雪苼走到她面前,上下看了看。讓人去打盆水來。
一會兒水端來了,雪苼讓侍衛拿着布巾給她擦臉,只擦了幾下布巾就染黃了,然後一點點露出秀芳那張長着雀斑的臉。
“果然是你,秀芳奶媽。”
女人冷笑,“尹雪苼,今天你不死,算你命大。”
“我倒是覺得你很命大,被抓了還能死裡逃生。”
秀芳冷笑,“就憑那幫傻兵頭能把我怎麼樣?我不過是殺死了一個跟我年齡身材差不多的女人又劃傷了她的臉,那幫人就信了。”
“你果然夠陰狠,傅雅珺那些歹毒的計謀也是拜你所賜呀。”
秀芳的三角眼裡閃着怨毒的光芒,“她待我不錯,只是可惜了沒幫她除掉你。”
雪苼不願意跟她廢話,“來人,搜身。”
幾個侍衛涌過來,上下把這女人給摸了遍,果然搜出了帶篆字的腰牌。
雪苼拿着看了看,“天女會的人,你倒是說說,用一條小蛇想置我於死地的法子是哪個笨蛋想出來的?”
“小蛇?那叫七步蛇,中毒走不出七步。”女人臉上的肌肉抖動,一雙眼睛閃着的光芒就跟那條小蛇一樣陰毒。
雪苼擺擺手,侍衛提着一個用黑布罩住的籠子走過來,“你說的是這種對不對?”
侍衛一揭開布罩,竹編的籠子裡裝着七八條七步蛇。
秀芳的臉色大變,“你,你要幹什麼?”
“你的蛇咬傷了我的婢女,我也要你嚐嚐這種滋味。”
“你,你不能,尹雪苼,你也是天女的侍婢,你這是背叛,天女會讓你破飛魄散不得好死。”
雪苼微微皺眉,這個天女會聽着怎麼跟早年的白蓮教一樣搞些神鬼之說?
“你說我是天女的侍婢,可是因爲這個?”她手裡捻的是女人的腰牌,但是那女人一定懂。
女人冷哼一聲,看了看站在身邊的李程,沒有言語。
雪苼對李程說:“你退下。”
李程當然不肯,“夫人,這女人很危險。

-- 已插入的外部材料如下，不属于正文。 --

PR #374, opened 2019-05-22
Add the fluent-dedent package

### LINKED ISSUE #362: ftl template literal tag removes blank lines inside multiline text

stasm:
Fix #362. Supersedes #369.

This PR adds the `@fluent/dedent` package which only provides the `ftl` template literal tag. Once it's merged and published, I'll remove the `ftl` helper from the `fluent` package. By moving the helper to its own package the refinements to it and changes to the behavior will not require version bumps of the main `fluent` package.

I rewrote the whole thing. The behavior is now based on the [multiline strings spec in Swift](https://docs.swift.org/swift-book/LanguageGuide/StringsAndCharacters.html), where the indent of the closing delimiter defines the amount of indent removed from other lines. The first and the last lines are removed from the output, too. If they're not all-whitespace, or if the indentation is insufficient in any of the content lines, a `RangeError` is thrown.

```javascript
import ftl from "@fluent/dedent";
let messages = ftl`
    hello = Hello, world!
    welcome = Welcome, {$userName}!
    `;

assert(messages === "hello = Hello, world!\nwelcome = Welcome, {$userName}!");
```

I considered other options, but this one appealed to me the most with its simplicity and predictability. It's easy to explain in a single sentence, and visually too.

### DIFF
--- a/fluent-dedent/src/index.js
+++ b/fluent-dedent/src/index.js
@@ -35,7 +35,7 @@ export default function ftl(strings, ...values) {
     }
     if (lineIndent !== commonIndent) {
       // The indentation of the line must match commonIndent exacty.
-      throw new RangeError(`Insufficient indentation in line ${idx}.`);
+      throw new RangeError(`Insufficient indentation in line ${idx + 1}.`);
     }
     // Strip commonIndent.
     return line.slice(commonIndent.length);
--- a/fluent-dedent/src/index.js
+++ b/fluent-dedent/src/index.js
@@ -1,0 +1,36 @@
+// A blank line may contain spaces and tabs.
+const RE_BLANK = /^[ \t]*$/;
+
+/**
+ * Template literal tag for dedenting Fluent code.
+ *
+ * Strip the indent of the last line from each line of the input. Remove the
+ * first and the last line from the output. The snippet must start on a new
+ * line and it must end on a line of its own, with the closing delimiter on a
+ * next line.
+ *
+ * @param {Array<string>} strings
+ * @returns string
+ */
+export default function ftl(strings) {
+  let lines = strings[0].split("\n");
+  let [first, last] = [lines.shift(), lines.pop()];
+
+  if (!RE_BLANK.test(first)) {
+    throw new RangeError("Content must start on a new line.");
+  }
+  if (!RE_BLANK.test(last)) {
+    throw new RangeError("Closing delimiter must appear on a new line.");
+  }
+
+  let commonIndent = last.length;
+  function dedent(line, idx) {
+    let indent = line.slice(0, commonIndent);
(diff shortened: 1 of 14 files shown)


fluent-dedent/src/index.js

”
雪苼從他手裡接過蛇藥,“放心,我也很危險。”
李程沒有辦法,只好出去守在門口。
雪苼看着秀芳。“現在只有我們倆個人了,你說吧。”
女人把頭扭到一邊,臉上掛着猙獰的冷笑。
雪苼也不急躁,她蹲下身子,把蛇藥往她的傷口上細細撒去。
她嚇得扭動身體,怎奈被綁的死緊,根本就動彈不得。
“別動,要是浪費了多不好,我才知道這東西很貴,這一小瓶花了我十個大洋,看你穿的樸素可是很有錢呀。你們的主子給你不少好處吧。”

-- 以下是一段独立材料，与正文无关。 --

PR #378, opened 2019-06-20
Default the child element of Localized to null

### LINKED ISSUE #377: <Localized /> fallback case throws react error if no children are provided
If you use `<Localized />` and it has to revert to the fallback (such as when the `id` was not found in the bundles), `undefined` is returned from the component. This causes a somewhat unhelpful error message:

> Uncaught Invariant Violation: Localized(...): Nothing was returned from render. This usually means a return statement is missing. Or, to render nothing, return null.

flut1:
If no child element is provided and `<Localized />` tries to return the children as a fallback, `undefined` is returned. This causes a React error that is difficult to track down. Instead, default the child element to `null`, which is a valid return value for a React component.

Fixes #377

### DIFF
--- a/fluent-react/src/localized.js
+++ b/fluent-react/src/localized.js
@@ -79,7 +79,7 @@ export default class Localized extends Component {
 
   render() {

秀芳一聽就明白她的意思,“你別想套我的話,你這個叛徒。”
雪苼猛的撕開了她的衣服。
“這身皮肉還不錯,小蛇一定喜歡。”說着,雪苼把藥均勻的灑在了她的肌膚上。
七步蛇這東西雖然霸道,但是沒有吸引它的味道是不會隨便爬到人身上的,當時秀芳撞了雪苼,就是把蛇藥弄到了她身上,所以那條小蛇才爬上了她的小腿。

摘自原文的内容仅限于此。